Big Think posted a map showing what the world would look like if the countries swapped places so their population and land mass rankings matched. Pretty interesting.

Strangely enough, the US itself would not have to swap its population with another country. With 310 million inhabitants, it is the third most populous nation in the world. And with an area of just over 3.7 million mi² (slightly more than 9.6 million km²), it is also the world’s third largest country (2). Brazil, at number five in both lists, is in the same situation. Other non-movers are Yemen and Ireland.

Four countries out of ~200 have the same rankings? That doesn’t seem so strange to me. Well, it’s a little strange.

I listed 223 countries and assigned two random numbers to each. Then I ranked both random numbers and counted those countries with matching rankings. On recalculating, it fluctuates between zero and two. I saw a couple of threes and even one five.

I recalculated 100 times and recorded the results.

This, of course, assumes absolutely no correlation between population and land mass, which isn’t true. But I thought there would be more matches.

You can download rankcountries.zip

Looks about right: assuming no correlation between population and land area, there’s a 222/223 chance that the two ranks will be different, so there’s a (222/223)^223 probability that no country will have the two ranks the same. That’s about 36.7%, close enough to your result.

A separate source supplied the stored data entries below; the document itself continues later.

Issue #1154, opened 2018-01-03
MemPass:InsertPhiInstructions does not update instr -> basic block mapping


alan-baker:
InsertPhiInstructions does not update the instr -> block mapping, nor does it mark the analysis as invalid.

I plan to fix this by keeping the analysis up-to-date.

alan-baker:
Rebased, squashed and committed as eb0c73dad6102fc0d4f03c62fe910348bae43a11.

PR #1191, opened 2018-01-11
Maintain instruction to block mapping in phi insertion

alan-baker:
Addresses #1154.

* Changed MemPass::InsertPhiInstructions to set basic blocks for new
phis
* Local SSA elim now maintains instr to block mapping
 * Added a test and confirmed it fails without the updated phis
* IRContext::set_instr_block no longer builds the map if the analysis is
invalid
* Added instruction to block mapping verification to
IRContext::IsConsistent()

### DIFF
--- a/source/opt/ir_context.cpp
+++ b/source/opt/ir_context.cpp
@@ -181,6 +181,19 @@ bool IRContext::IsConsistent() {
       return false;
     }
   }
+  if (AreAnalysesValid(kAnalysisInstrToBlockMapping)) {
+    for (auto& func : *module()) {
+      for (auto& block : func) {
+        bool ok = true;
+        block.ForEachInst([this, &block, &ok](ir::Instruction* inst) {
+          if (get_instr_block(inst) != &block) {
+            ok = false;
+          }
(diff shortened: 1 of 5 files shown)


dneto0:
clang really wants you to remove a std::move

source/opt/ir_context.cpp
```diff
@@ -181,6 +181,19 @@ bool IRContext::IsConsistent() {
       return false;
     }
   }
+  if (AreAnalysesValid(kAnalysisInstrToBlockMapping)) {
+    for (auto& func : *module()) {
+      for (auto& block : func) {
+        bool ok = true;
+        block.ForEachInst([this, &block, &ok](ir::Instruction* inst) {
+          if (get_instr_block(inst) != &block) {
+            ok = false;
```
dnovillo: return false here?  no need to continue checking the rest of the block.

alan-baker:
Rebased, squashed and pushed as eb0c73dad6102fc0d4f03c62fe910348bae43a11.

Closes #1154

This would be a good topic to play around with Spearman’s rank correlation coefficient. I guess it’s what you’re supposed to use when you don’t have normality and homoscedasticity in your data. In excel it’s implemented basically just using

after doing Paste Special -> Values for this example. Doing it this way, I get .0994. This is a bit out of my area or expertise but this says to me that we don’t have much of a relationship between land area and population or maybe we have a lot of randomness b/w the two.

I am thinking your experimental values should closely follow the binomial distribution where the number of trials is 223 and the probability of success on each trial is 1-222/223. In fact, they do, if you squint your eyes a little… Replace [Match#] with 0,1,2,3 in this formula:

Expected Frequency

Duh. I knew it was a “something” distribution but couldn’t remember what. So I had to figure it out, which is probably why I failed my Maths degree: too much time spent deriving stuff I couldn’t remember.

I ended up with this:

(That won’t actually work as presented in Excel case described: FACT(223) is a bit on the large side)

Where

N = number of countries

m = number of matches

If I’ve transcribed my scribble correctly, that should give the following probabilities for the first few “m”s:

1: 36.8%

2: 18.4%

3: 6.1%

4: 1.5%

Still very much in line with your results.

(Hopefully not double-posted – the first time I submitted this it appeared to have been “eaten”)

This is an interesting problem in probability. I think the expected distribution is equivalent to:

=POISSON(matches,1,0)

which is a little different than binomial, although becomes very close for large n.

The situation is analogous to picking n numbered balls out of a bag and matching them against an existing order. If the balls are replaced each time the frequency distribution would be binomial but if the balls are not replaced, they follow a distribution close to a poisson distribution.

Consider the case of just three items. There are 6 combinations in total, 2 with no matches, 3 with one match and 1 with three matches. The probabilities P(n,m) of m matches can also be calculated as shown below:

P(3,0) = 2/6 = (1 – 1 / 1! + 1 / 2! – 1 / 3!) / 0!

P(3,1) = 3/6 = (1 – 1 / 1! + 1 / 2!) / 1!

P(3,2) = 0/6 = (1 – 1 / 1!) / 2!

P(3,3) = 1/6 = (1) / 3!

This illustrates the general case, for further details see: http://en.wikipedia.org/wiki/Rencontres_numbers

In Excel, if n > 20 the results are indistinguishable from a poisson 1 distribution,

Lori — it’s not Poisson because the maximum possible number of matches is finite. The Poisson distribution isn’t finite. The correct distribution for matches of uncorrelated rank statistics is binomial, which is finite.

Fzz – perhaps i was a little unclear but i didn’t intend to imply that it was exactly Poisson, only that the results matched in Excel for moderately large sample sizes due to the limited precision as in the example given.

A general formula for m matches given n items is:

=NPV(-2,-1/FACT((ROW(INDIRECT(“1:”&n-m+1))-1)))/FACT(m)

although this will fail for n>170 because of the FACT function.

Just to clarify: the above formula should be array-entered and the smart quotes changed to normal quotes. I agree that the frequency of matches would be binomial if the ranks were uncorrelated but here we are dealing with random permutations. For a brief explanation refer to the probability distribution section of the linked wikipedia article and also the link to derangements.